PROBLEM TO SOLVE ▸ Reproduce verbatim the line where "### ✔️ Expected result" occurs, along with all following lines down to the last line of the data.
"""
PR #12134, opened 2022-07-24
Fixes disappearing toolbar on click in Safari.

### LINKED ISSUE #12115: Toolbars disappearing on Safari

1. Open the editor, and scroll up, so that the toolbar sticks on top.
2. Use any feature from the toolbar on a portion of the content (eg. insert a link, apply formatting)

### ✔️ Expected result

The feature works as expected and the toolbar stays put.

### ❌ Actual result

The toolbar disappears (probably "jumps" to the top, out of viewport).

### ❓ Possible solution

@FilipTokarski suggested this might be due to changes in the focus area.

## 📃 Other details

* Browser: Safari
* OS: MacOS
"""
REPLY TO THE EXERCISE ▸
### ✔️ Expected result

The feature works as expected and the toolbar stays put.

### ❌ Actual result

The toolbar disappears (probably "jumps" to the top, out of viewport).

### ❓ Possible solution

@FilipTokarski suggested this might be due to changes in the focus area.

## 📃 Other details

* Browser: Safari
* OS: MacOS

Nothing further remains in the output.